** The records follows **

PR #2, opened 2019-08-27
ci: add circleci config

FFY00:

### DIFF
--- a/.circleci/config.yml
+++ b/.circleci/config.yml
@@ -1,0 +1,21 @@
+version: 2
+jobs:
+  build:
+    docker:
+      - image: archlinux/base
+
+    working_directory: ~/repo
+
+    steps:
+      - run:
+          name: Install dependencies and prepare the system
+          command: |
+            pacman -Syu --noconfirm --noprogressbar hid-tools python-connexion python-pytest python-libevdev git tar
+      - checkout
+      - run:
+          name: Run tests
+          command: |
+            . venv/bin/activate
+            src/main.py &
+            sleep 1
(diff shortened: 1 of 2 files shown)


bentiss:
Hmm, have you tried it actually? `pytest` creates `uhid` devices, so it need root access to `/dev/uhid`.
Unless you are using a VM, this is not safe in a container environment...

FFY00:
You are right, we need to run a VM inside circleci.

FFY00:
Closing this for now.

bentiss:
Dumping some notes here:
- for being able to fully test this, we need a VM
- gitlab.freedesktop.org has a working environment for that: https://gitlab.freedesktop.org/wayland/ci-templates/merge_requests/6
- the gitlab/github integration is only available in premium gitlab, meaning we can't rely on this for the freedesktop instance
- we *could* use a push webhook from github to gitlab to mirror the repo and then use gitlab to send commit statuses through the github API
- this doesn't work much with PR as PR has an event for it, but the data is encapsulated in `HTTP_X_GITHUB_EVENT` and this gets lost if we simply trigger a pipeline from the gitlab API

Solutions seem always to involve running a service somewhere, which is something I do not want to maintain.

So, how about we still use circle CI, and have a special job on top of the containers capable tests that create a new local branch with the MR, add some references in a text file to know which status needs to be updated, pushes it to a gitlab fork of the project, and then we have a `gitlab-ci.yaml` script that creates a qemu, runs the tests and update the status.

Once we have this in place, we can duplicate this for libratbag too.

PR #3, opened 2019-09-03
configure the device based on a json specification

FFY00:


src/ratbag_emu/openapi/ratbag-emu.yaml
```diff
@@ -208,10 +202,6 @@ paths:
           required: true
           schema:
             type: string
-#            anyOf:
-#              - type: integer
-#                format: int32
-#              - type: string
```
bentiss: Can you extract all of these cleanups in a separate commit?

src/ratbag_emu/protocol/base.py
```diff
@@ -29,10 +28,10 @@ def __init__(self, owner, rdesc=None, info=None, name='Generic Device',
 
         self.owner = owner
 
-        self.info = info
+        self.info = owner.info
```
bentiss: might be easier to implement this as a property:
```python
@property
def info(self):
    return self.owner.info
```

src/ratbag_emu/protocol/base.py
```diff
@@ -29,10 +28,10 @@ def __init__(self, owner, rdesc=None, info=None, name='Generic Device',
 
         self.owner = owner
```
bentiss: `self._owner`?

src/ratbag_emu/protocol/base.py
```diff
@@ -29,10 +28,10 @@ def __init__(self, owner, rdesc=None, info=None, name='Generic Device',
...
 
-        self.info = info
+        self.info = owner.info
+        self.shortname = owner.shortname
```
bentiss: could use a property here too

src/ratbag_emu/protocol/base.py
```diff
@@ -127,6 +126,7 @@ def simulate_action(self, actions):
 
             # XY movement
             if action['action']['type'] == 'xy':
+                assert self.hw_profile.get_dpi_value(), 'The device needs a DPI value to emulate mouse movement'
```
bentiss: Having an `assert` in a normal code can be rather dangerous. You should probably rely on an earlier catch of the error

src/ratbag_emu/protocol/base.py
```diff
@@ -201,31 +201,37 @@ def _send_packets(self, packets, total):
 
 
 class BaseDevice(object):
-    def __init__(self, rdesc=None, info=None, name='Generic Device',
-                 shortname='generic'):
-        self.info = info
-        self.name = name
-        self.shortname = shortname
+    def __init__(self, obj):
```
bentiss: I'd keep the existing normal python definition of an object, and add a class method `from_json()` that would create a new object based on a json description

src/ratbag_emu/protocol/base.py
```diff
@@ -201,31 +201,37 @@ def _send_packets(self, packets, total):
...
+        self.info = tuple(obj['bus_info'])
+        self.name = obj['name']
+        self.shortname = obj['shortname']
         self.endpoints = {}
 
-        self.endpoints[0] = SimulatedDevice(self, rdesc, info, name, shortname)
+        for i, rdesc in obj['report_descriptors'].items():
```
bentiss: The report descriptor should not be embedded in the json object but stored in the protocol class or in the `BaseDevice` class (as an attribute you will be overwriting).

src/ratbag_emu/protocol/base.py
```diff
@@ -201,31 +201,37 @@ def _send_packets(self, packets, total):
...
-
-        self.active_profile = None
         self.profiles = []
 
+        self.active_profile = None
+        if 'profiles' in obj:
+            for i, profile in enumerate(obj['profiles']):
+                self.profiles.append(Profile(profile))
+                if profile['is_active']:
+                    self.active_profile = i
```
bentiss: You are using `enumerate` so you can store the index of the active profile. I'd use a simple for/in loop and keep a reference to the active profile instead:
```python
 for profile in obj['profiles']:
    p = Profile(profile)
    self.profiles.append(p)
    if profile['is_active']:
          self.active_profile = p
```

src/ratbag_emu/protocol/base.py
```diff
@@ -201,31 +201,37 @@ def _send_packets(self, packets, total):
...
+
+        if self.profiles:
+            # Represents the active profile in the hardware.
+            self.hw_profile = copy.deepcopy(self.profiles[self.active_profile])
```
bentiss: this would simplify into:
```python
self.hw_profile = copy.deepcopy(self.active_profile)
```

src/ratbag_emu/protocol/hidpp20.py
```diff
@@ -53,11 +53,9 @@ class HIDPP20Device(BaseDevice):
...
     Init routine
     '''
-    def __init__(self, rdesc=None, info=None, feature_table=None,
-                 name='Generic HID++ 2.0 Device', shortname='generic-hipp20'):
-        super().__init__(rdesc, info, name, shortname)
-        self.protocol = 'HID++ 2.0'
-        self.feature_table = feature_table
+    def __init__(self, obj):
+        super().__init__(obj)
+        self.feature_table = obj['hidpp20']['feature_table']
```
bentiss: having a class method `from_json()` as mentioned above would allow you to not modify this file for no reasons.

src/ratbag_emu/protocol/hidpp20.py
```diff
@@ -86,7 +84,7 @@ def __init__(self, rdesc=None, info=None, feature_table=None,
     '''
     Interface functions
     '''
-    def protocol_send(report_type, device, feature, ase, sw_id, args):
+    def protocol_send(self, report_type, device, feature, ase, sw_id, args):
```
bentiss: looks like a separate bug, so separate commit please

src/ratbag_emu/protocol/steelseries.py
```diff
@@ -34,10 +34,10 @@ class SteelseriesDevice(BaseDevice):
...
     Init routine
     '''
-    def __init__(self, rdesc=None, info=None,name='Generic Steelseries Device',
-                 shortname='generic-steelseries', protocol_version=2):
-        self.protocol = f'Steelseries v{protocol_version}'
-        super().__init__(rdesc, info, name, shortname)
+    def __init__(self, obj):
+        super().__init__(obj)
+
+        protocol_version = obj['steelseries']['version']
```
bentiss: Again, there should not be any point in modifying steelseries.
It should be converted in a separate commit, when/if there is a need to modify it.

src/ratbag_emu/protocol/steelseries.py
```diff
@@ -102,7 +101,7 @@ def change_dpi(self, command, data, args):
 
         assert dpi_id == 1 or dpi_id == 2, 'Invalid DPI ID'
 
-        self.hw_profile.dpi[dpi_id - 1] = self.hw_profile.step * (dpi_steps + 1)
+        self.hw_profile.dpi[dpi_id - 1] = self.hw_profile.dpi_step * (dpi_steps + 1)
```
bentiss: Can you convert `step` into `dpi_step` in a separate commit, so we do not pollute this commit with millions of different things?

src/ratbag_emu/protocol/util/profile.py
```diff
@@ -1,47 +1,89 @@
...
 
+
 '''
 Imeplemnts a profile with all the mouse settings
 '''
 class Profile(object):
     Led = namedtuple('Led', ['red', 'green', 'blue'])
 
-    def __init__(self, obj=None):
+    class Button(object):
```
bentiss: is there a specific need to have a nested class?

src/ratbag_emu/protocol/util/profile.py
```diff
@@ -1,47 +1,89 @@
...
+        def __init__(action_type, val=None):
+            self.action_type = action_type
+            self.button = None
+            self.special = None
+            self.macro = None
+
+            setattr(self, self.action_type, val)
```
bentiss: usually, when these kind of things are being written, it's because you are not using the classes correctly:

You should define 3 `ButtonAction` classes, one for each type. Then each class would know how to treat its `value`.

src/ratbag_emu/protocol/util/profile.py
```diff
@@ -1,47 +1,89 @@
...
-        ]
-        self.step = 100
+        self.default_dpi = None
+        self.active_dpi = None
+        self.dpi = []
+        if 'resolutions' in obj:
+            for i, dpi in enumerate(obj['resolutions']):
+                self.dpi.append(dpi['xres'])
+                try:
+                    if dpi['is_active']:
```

** End of The records **

**What to produce:** This task needs one value: the number of lines in the material above that contain the word "data".

**Written answer:** 2